> **Provided data**:
::::::
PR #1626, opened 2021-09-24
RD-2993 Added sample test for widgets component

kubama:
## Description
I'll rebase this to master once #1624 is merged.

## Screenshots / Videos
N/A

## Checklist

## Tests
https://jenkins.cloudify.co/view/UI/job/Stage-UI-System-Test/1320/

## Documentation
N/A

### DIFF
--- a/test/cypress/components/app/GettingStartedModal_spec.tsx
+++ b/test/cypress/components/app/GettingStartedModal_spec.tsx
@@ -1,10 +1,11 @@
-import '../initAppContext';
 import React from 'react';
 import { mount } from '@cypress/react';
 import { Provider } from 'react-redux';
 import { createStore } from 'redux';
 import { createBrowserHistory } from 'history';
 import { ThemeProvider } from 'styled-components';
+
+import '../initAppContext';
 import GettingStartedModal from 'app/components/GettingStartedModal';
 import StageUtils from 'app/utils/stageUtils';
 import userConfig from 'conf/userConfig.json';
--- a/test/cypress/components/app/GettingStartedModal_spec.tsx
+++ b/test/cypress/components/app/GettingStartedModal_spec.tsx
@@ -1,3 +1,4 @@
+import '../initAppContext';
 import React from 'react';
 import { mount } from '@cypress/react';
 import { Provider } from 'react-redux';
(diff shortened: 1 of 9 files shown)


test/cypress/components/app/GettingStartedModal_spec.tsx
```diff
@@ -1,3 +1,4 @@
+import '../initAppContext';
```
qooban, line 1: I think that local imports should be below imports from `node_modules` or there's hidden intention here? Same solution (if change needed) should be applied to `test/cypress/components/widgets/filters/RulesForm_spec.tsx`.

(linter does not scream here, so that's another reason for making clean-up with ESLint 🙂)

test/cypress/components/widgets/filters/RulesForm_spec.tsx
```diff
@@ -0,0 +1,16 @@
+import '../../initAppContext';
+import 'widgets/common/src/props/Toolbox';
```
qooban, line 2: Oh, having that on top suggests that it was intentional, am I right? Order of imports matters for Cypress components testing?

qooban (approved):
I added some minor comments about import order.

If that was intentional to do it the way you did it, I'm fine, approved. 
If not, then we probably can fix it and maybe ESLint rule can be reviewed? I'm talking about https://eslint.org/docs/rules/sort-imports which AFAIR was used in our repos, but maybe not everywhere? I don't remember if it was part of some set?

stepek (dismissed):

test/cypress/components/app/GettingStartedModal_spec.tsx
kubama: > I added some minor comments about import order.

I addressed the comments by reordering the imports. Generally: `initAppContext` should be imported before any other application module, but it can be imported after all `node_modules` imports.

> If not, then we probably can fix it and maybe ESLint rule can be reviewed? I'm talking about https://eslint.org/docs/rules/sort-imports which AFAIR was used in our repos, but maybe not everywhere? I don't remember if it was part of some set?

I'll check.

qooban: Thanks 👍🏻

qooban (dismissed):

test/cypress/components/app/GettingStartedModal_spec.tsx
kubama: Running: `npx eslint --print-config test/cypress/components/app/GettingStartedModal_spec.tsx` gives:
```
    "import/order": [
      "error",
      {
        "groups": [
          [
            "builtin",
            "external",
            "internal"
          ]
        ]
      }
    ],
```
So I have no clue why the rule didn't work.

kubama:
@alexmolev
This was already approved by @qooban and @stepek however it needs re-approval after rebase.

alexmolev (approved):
::::::
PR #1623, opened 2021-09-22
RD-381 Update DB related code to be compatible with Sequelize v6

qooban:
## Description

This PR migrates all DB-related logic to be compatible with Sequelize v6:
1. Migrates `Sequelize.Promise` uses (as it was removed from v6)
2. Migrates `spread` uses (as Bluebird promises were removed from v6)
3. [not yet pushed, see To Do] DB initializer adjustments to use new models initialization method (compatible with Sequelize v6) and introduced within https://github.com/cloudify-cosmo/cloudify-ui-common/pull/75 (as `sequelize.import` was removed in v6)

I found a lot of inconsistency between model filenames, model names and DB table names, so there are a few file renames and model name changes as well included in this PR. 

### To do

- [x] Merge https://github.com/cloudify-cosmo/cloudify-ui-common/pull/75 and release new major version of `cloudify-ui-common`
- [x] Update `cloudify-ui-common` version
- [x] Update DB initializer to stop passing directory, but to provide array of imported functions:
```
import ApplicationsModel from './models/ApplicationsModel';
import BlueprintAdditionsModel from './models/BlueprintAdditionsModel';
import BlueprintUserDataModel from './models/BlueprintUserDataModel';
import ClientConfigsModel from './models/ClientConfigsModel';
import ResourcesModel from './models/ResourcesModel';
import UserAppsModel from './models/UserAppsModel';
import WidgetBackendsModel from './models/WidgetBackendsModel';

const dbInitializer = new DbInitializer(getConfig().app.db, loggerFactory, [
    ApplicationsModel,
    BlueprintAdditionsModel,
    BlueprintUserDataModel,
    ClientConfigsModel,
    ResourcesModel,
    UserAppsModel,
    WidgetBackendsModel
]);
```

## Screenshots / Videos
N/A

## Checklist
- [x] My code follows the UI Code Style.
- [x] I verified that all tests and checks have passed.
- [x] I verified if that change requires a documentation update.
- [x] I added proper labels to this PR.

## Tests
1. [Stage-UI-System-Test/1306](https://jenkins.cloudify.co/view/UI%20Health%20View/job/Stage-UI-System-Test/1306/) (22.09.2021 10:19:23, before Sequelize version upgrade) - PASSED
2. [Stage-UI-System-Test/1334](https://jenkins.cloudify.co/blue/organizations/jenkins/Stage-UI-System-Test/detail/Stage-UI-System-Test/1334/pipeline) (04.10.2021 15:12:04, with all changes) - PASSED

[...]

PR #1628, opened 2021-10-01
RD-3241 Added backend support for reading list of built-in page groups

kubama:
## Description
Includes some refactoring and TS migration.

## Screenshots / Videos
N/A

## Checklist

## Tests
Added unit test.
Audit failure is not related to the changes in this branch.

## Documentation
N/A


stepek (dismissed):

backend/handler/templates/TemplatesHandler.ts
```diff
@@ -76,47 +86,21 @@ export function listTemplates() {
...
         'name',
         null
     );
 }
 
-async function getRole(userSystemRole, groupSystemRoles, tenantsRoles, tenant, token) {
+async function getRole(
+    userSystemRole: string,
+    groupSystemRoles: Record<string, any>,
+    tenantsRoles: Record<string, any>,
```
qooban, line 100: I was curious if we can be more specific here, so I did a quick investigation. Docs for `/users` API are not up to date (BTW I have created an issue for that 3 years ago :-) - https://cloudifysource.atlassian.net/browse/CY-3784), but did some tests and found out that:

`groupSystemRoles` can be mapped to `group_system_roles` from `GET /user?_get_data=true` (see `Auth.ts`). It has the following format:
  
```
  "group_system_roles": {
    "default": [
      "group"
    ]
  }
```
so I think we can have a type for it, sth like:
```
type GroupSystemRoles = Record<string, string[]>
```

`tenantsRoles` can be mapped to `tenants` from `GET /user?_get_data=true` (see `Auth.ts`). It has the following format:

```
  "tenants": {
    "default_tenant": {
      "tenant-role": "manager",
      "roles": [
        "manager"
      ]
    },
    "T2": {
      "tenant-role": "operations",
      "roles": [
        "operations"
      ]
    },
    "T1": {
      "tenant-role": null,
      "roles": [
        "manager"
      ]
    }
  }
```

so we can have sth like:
::::::
> **Task directions**:
Reading down the material above, count how many lines contain the word "ResourcesModel". Respond with the number by itself.

> **Finished task**:
2